Она отвела взгляд в сторону моря, а пальцы, до этого лежавшие рядом с моими, медленно скользнули прочь, будто между нами пролегла тонкая, но непреодолимая граница.
— И, Марк, — сказала она тихо, глядя куда-то в темноту за моим плечом. — Если я уйду, то уже не вернусь.
Я почувствовал, как земля под ногами будто ушла. Её голос не был резким, не был злым — но в нём было то холодное спокойствие, от которого внутри стало пусто. Так говорят не в ссоре… так говорят, когда прощаются.
Глава 42
Вероника
Салон самолёта постепенно наполнялся людьми. Чужие лица мелькали, словно в калейдоскопе: кто-то копался в рюкзаке, доставая книгу, кто-то уже водил пальцем по экрану планшета, а кто-то надувал подушку для шеи. В воздухе витала особая смесь — лёгкая тревога перед взлётом и предвкушение пути.
Я прижалась щекой к прохладному иллюминатору, наблюдая, как стюардесса с нарочитой медлительностью демонстрирует правила безопасности.
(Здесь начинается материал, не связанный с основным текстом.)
PR #8109, opened 2022-02-08
fix(setup): use correct setuptools backend

henryiii:
The default is `build-backend = "setuptools.build_meta:__legacy__"`, which is not ideal. This field really shouldn't have been optional, but it was.

The legacy backend injects the local path - that has to be done by hand with the non-legacy backend, since packages are discouraged from importing in setup.py. If that makes a difference, that will also have to be added here.

- [ ] closes #xxxx
- [ ] tests added / passed. 

Oops, didn't format the commit message. Can reformat after tests run.

<details>

**Notes**:

  needed for doc changes.
  ```
  ```

</details>

### DIFF
--- a/setup.py
+++ b/setup.py
@@ -12,13 +12,20 @@ from collections import defaultdict
 from distutils.command.clean import clean
 import fnmatch
 import os
-from os.path import abspath, join as pjoin, relpath, split
+from os.path import join as pjoin, relpath, split
+from pathlib import Path
 import shutil
 import sys
 
 import pkg_resources
 
+SETUP_DIR = Path(__file__).parent.resolve()
+
+sys.path.append(str(SETUP_DIR))
 import versioneer
+
+del sys.path[-1]
+
 
 try:
     # SM_FORCE_C is a testing shim to force setup to use C source files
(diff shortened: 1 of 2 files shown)


bashtage:
Doesn't seem to like this.  Having problems with versioneer.

setup.py
```diff
@@ -12,14 +12,21 @@
 from distutils.command.clean import clean
 import fnmatch
 import os
-from os.path import abspath, join as pjoin, relpath, split
+from os.path import join as pjoin, relpath, split
```
henryiii, line 15:
```suggestion
from os.path import join as pjoin, relpath
```

bashtage:
Fixed a minor flake issue.  Thanks.

bashtage:
## 💚 All backports created successfully

| Status | Branch | Result |
|:------:|:------:|:------|
|✅|maintenance/0.13.x|[](https://github.com/statsmodels/statsmodels/pull/8111)|


### Questions ?
Please refer to the [Backport tool documentation](https://github.com/sqren/backport)

henryiii:
Personally, I'd use `setuptools_scm`, local importing into setup.py is discouraged, that's why it's only part of the `__legacy__` backend. Versioneer also doesn't support overiding the version via an environment variable, even though it's been asked for for years, while setuptools_scm does. But it was easy to fix.

PR #8118, opened 2022-02-13
BUG: Fix ValueError output in lagmat when using pandas

KishManani:
Fixes the error message in `lagmat` when `trim="backward"` and `use_pandas=True`. The current error message incorrectly states that `trim="forward"` and `use_pandas=True` are incompatible.


bashtage:
Thanks.

PR #8160, opened 2022-02-28
ENH: Add MSTL algorithm for multi-seasonal time series decomposition

KishManani:
This PR:

- Adds an implementation of the [MSTL algorithm](https://arxiv.org/pdf/2107.13462.pdf) and already [exists in the Forecast package in R](https://www.rdocumentation.org/packages/forecast/versions/8.16/topics/mstl). This provides a method to decompose a time series which has multiple seasonal components. 
- Adds an example notebook to show how to use it.
- Modifies the DecomposeResults class to allow plotting of multiple seasonal components. 

There are two deviations from the original algorithm:

1) Missing data handling is omitted and left to the user to do beforehand as a pre-processing step. This is because an equivalent of the R method used in the original paper to impute missing values does not have a simple implementation in Python. I also don't think this is core to the algorithm.

2) The original paper also handled a case when there is no seasonal component and uses Friedman’s Super Smoother
function to just extract a trend. This implementation assumes that there is at least one seasonal component otherwise a user would not use a decomposition method like this. Once again I don't think this is core to the algorithm.

I still need to compile the documentation and add that. I will do that if this feature is considered useful and the overall approach is accepted. 

Also any feedback regarding improving the tests would be appreciated.

- [ ] closes #xxxx
- [x] tests added / passed. 

<details>

**Notes**:

  needed for doc changes.
  ```
  ```

</details>


statsmodels/tsa/mstl.py
```diff
@@ -0,0 +1,240 @@
...
+from scipy.stats import boxcox
+
+from statsmodels.tools.typing import ArrayLike1D
+from statsmodels.tsa.seasonal import STL
+from statsmodels.tsa.tsatools import freq_to_period
+
+
+class MSTL:
+    """
+    MSTL(endog, periods=None, windows=None, lmbda=None, iterate=2, **kwargs)
```
bashtage, line 32: I don't like **kwargs.  It would be better to use a specific parameter `stl_args` or `stl_kwargs` as a `dict[str,bool | int | None]`. The alternative would be to list each of the STL arguments as keyword only arguments, although there are a lot.

statsmodels/tsa/mstl.py
```diff
@@ -0,0 +1,240 @@
...
+    >>> res.plot()
+    >>> plt.show()
+    """
+
+    def __init__(
+        self,
+        endog: ArrayLike1D,
+        periods: Optional[Union[int, Sequence[int]]] = None,
+        windows: Optional[Union[int, Sequence[int]]] = None,
+        lmbda: Optional[Union[float, str]] = None,
```
bashtage, line 99: I think many of these should be keyword only.  Not sure where to draw the line.  KW only make it a lot easier to make any future changes.

statsmodels/tsa/mstl.py
```diff
@@ -0,0 +1,240 @@
+"""
```
bashtage, line 1: Would be a good idea to reorg now with

tsa\
tsa\stl\
tsa\stl\__init__.py
tsa\stl\_stl.pyx
\tsa\stl\mstl.py

examples/notebooks/mstl_decomposition.ipynb
```diff
@@ -0,0 +1,222 @@
+{
```
bashtage, line 1: Can you add an image for the examples directory and add this to the yaml file that lists notebooks?

bashtage (changes requested):
Looks very close.  Some things that I think we should change, and then I'll give it another look.  Thanks.

ChadFulton:
Thanks for the contribution, this looks great!  Is it possible to write some unit tests that check the values against what you would get from the paper and/or the R package?

KishManani:
Hi @ChadFulton. 

The [paper](https://arxiv.org/pdf/2107.13462.pdf) used an electricity demand in Victoria dataset with a frequency of 30 mins. They then upsampled to hourly and limited their view to H1 of 2012.

I found the raw dataset here: https://github.com/tidyverts/tsibbledata/tree/master/data-raw/vic_elec/VIC2015. I applied the same transformations to get the data to the same time period and granularity. It looks pretty similar/identical to the paper. I've attached this dataset as `mstl_elec_vic.csv` file in this commit: [f42b54b](https://github.com/statsmodels/statsmodels/pull/8160/commits/f42b54b0d3319e46cc265829c83162a9a8c1dd03).

I then used this dataset in R with the following params: `res = mstl(x=y, iterate=2, s.window=c(11, 15), s.jump=1, t.jump=1, l.jump=1)` and saved this dataset as `mstl_test_results.csv` (naming convention chosen to follow what was done for STL). This dataset is also to be found in the same commit: [f42b54b](https://github.com/statsmodels/statsmodels/pull/8160/commits/f42b54b0d3319e46cc265829c83162a9a8c1dd03).

I've then added a test which shows that the results are pretty much identical. Let me know if you want me to add more!

I plan to update the example notebook with this more real world example and add that next.

KishManani:
I have now updated the example notebook to include generating the electricity demand dataset (mentioned (here)[https://github.com/statsmodels/statsmodels/pull/8160#issuecomment-1057590807]) that is now used in the unit test*. I have also updated the image file. See [a38930d](https://github.com/statsmodels/statsmodels/pull/8160/commits/a38930d3559668d83eb669ecb34a5c5caced88c2).

* The dataset added in [091c8b5](https://github.com/statsmodels/statsmodels/pull/8160/commits/091c8b5194e299ae1fbe5927d275036332de1780) has one additional day of data relative to the notebook. However, this has no impact on the unit test.

statsmodels/tsa/stl/mstl.py
```diff
@@ -0,0 +1,245 @@
...
+        """
+        Estimate multiple season components as well as trend and residuals
+        components.
+
+        Returns
+        -------
+        DecomposeResult
+            Estimation results.
+        """
+        periods, windows = self._sort_periods_and_windows()
```
bashtage, line 126: Somethign is wrong here. You first get `periods` and `windows`, and then right below you access `self.preiods`.  Should you be using these sorted periods below?  If so, could you add a test where you have periods out-of-order and also inorder and ensure the results are the same?

statsmodels/tsa/stl/mstl.py
```diff
@@ -0,0 +1,245 @@
...
+
+        # Remove long periods from decomposition
+        periods = tuple(
+            period for period in self.periods if period < self.nobs / 2
+        )
+        windows = self.windows[: len(periods)]
```
bashtage, line 132: Redefine without using the windows above.

statsmodels/tsa/stl/mstl.py
```diff
@@ -0,0 +1,245 @@
...
+        Returns
+        -------
+        DecomposeResult
+            Estimation results.
+        """
+        periods, windows = self._sort_periods_and_windows()
+
+        # Remove long periods from decomposition
+        periods = tuple(
+            period for period in self.periods if period < self.nobs / 2
```
bashtage, line 130: Redefine without using periods above.

statsmodels/tsa/stl/mstl.py
bashtage: If you really need to sort, should you not just do this in the `__init__` so that there is a consistent canonical representation of models that have the same periods/windows in any order?

bashtage (changes requested):
Probably a bug

statsmodels/tsa/stl/mstl.py
```diff
@@ -0,0 +1,245 @@
...
+https://arxiv.org/pdf/2107.13462.pdf
+"""
+from typing import Dict, Optional, Sequence, Tuple, Union
+
+import numpy as np
+import pandas as pd
+from scipy.stats import boxcox
+
+from statsmodels.tools.typing import ArrayLike1D
+from statsmodels.tsa.seasonal import STL
```
bashtage, line 26: You should directly import STL from where it is defined, not from `seasonal` which is just an API end-point. This can produce cyclic import problems.

statsmodels/tsa/stl/mstl.py
KishManani: The sorting logic is part of the algorithm which is why I was tempted to keep it in `.fit()`. But I think your suggestion also makes sense so I've refactored the logic for handling the various input types and the sorting of `windows` and `periods`, moved it to the `__init__`, and implemented  the suggested new test.

KishManani:
@bashtage once the review is completed would you like me to squash my commits or is that done automatically when you merge? Or is squashing not done for contributing to Statsmodels? Thanks!

bashtage:
@KishManani I'll leave it up to you.  We don't religiously squash before emerge.  I'm happy if you would like to go to 1 or leave it.  I think it looks good and I'll merge soon if there are no objections.

KishManani:
@bashtage I'll leave it as it is then. Thank you!

bashtage:
Thanks for this contribution.  It is great.

PR #8226, opened 2022-04-14
TST: Remove print statement in MSTL test fixture

KishManani:
This PR removes a print statement in a fixture in the MSTL tests.


bashtage:
Thanks.

PR #8228, opened 2022-04-15
Fix docs std_null twice instead of std_alternative

keesmulder:
Very minor change fixing argument names in the documentation


bashtage:
Thanks.

PR #8257, opened 2022-04-30
Bug when determine if all rows have same length

zhengkai2001:
Should be the length of each row in all rows (len(row)), but not the number of rows (nrow).

It's an obvious bug, and I don't have the time to actually setup a dev env and run tests. Feel free to close this and fix it yourself.


bashtage:
Looks right but need to check CI

bashtage:
Need a CI fix

bashtage:
Thanks.   Merging despite failure due to other issues in CI.

PR #46, opened 2016-01-06
m3u8 file support！

ai930:
m3u8 file support！


diegomarcon:
m3u8 format was added on PR #52

PR #52, opened 2016-01-13
Support live streaming

diegomarcon:


Pod/Classes/Base/MediaControl.swift
```diff
@@ -143,7 +165,25 @@ public class MediaControl: UIBaseObject {
...
+        updateBars()
+        updateScrubberPosition()
+        updatePlaybackControlButtonIcon()
+    }
+    
+    private func setupForLive() {
+        seekPercentage = 1
+        progressBarView.backgroundColor = UIColor.redColor()
+        durationLabel.text = ""
+        currentTimeLabel.text = ""
```
barbosa: Hey @diegomarcon,

there is a tiny white separator between the `durationLabel` and the `currentTimeLabel`. Do you hide it when dealing with live media?

Pod/Classes/Base/MediaControl.swift
```diff
@@ -217,7 +263,7 @@ public class MediaControl: UIBaseObject {
         hideControlsTimer.invalidate()
     }
     
-    @IBAction func handleScrubberPan(panGesture: UIPanGestureRecognizer) {
+    @IBAction func handleScrubberPan(panGesture: UIPanGestureRecognizer) {
```
barbosa: There is an extra `tab` here.

Pod/Classes/Base/MediaControl.swift
diegomarcon: @barbosa 

Actually I was not hiding it. It's a discreet separator but it does look odd when paying attention

r-a-o:
Awesome! Just want to know if there is a way to provide multiple stream urls so player can pick based on network bandwidth?
Is this available in current implementation for live and on-demand videos? If its not currently present, I am willing to implement it, any pointer on this would help immensely. 

Thanks!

Рядом Глеб копался в кармане кресла, вытащил ворох рекламных журналов и, скривившись, запихнул обратно.
— Вот же... — пробурчал он и потянулся к багажной полке. В руках оказался потрёпанный томик в мягкой обложке.
Я успела заметить название — «Когда ты раскаешься». Какой-то современный психологический роман.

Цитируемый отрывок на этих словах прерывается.